*WORK REQUEST*: Copy every record exactly. Nothing may be skipped.

*DATA EXTRACTS*:
PR #84, opened 2019-08-21
Feature/get app config

loneil:
# Description
A backend endpoint implementation to allow fetching WebADE configurations via the getok api.
Restricts read access to acronyms that a user is associated with, or a power user can be in the WEBADE_CFG_READ_ALL group.

GET on /api/v1/appConfig/{webadeEnv}/{acronym}

## Types of changes

## Checklist

### DIFF
--- a/frontend/src/store/modules/auth.js
+++ b/frontend/src/store/modules/auth.js
@@ -20,8 +20,9 @@ export default {
         const payload = JSON.parse(atob(token.split('.')[1]));
         const roles = payload.realm_access.roles;
 
+        // TODO: this will require re-conceptualizing as acronyms will come from the DB, not the access roles in the future.
         if (typeof roles === 'object' && roles instanceof Array) {
-          state.acronyms = roles.filter(role => !role.match(/offline_access|uma_authorization/));
+          state.acronyms = roles.filter(role => !role.match(/offline_access|uma_authorization|WEBADE_CFG_READ|WEBADE_CFG_READ_ALL/));
         } else {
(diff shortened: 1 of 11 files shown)


bcgov-nr-csst:
SonarQube Analysis: https://sonarqube-k8vopl-tools.pathfinder.gov.bc.ca/dashboard?id=nr-get-token-pr-84

frontend/src/store/modules/auth.js
```diff
@@ -20,8 +20,9 @@ export default {
         const payload = JSON.parse(atob(token.split('.')[1]));
         const roles = payload.realm_access.roles;
 
+        // TODO: this will require re-conceptualizing as acronyms will come from the DB, not the access roles in the future.
         if (typeof roles === 'object' && roles instanceof Array) {
-          state.acronyms = roles.filter(role => !role.match(/offline_access|uma_authorization/));
+          state.acronyms = roles.filter(role => !role.match(/offline_access|uma_authorization|WEBADE_CFG_READ|WEBADE_CFG_READ_ALL/));
```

*TASK SOLUTION*:
PR #84, opened 2019-08-21
Feature/get app config

loneil:
# Description
A backend endpoint implementation to allow fetching WebADE configurations via the getok api.
Restricts read access to acronyms that a user is associated with, or a power user can be in the WEBADE_CFG_READ_ALL group.

GET on /api/v1/appConfig/{webadeEnv}/{acronym}

## Types of changes

## Checklist

### DIFF
--- a/frontend/src/store/modules/auth.js
+++ b/frontend/src/store/modules/auth.js
@@ -20,8 +20,9 @@ export default {
         const payload = JSON.parse(atob(token.split('.')[1]));
         const roles = payload.realm_access.roles;
 
+        // TODO: this will require re-conceptualizing as acronyms will come from the DB, not the access roles in the future.
         if (typeof roles === 'object' && roles instanceof Array) {
-          state.acronyms = roles.filter(role => !role.match(/offline_access|uma_authorization/));
+          state.acronyms = roles.filter(role => !role.match(/offline_access|uma_authorization|WEBADE_CFG_READ|WEBADE_CFG_READ_ALL/));
         } else {
(diff shortened: 1 of 11 files shown)


bcgov-nr-csst:
SonarQube Analysis: https://sonarqube-k8vopl-tools.pathfinder.gov.bc.ca/dashboard?id=nr-get-token-pr-84

frontend/src/store/modules/auth.js
```diff
@@ -20,8 +20,9 @@ export default {
         const payload = JSON.parse(atob(token.split('.')[1]));
         const roles = payload.realm_access.roles;
 
+        // TODO: this will require re-conceptualizing as acronyms will come from the DB, not the access roles in the future.
         if (typeof roles === 'object' && roles instanceof Array) {
-          state.acronyms = roles.filter(role => !role.match(/offline_access|uma_authorization/));
+          state.acronyms = roles.filter(role => !role.match(/offline_access|uma_authorization|WEBADE_CFG_READ|WEBADE_CFG_READ_ALL/));
```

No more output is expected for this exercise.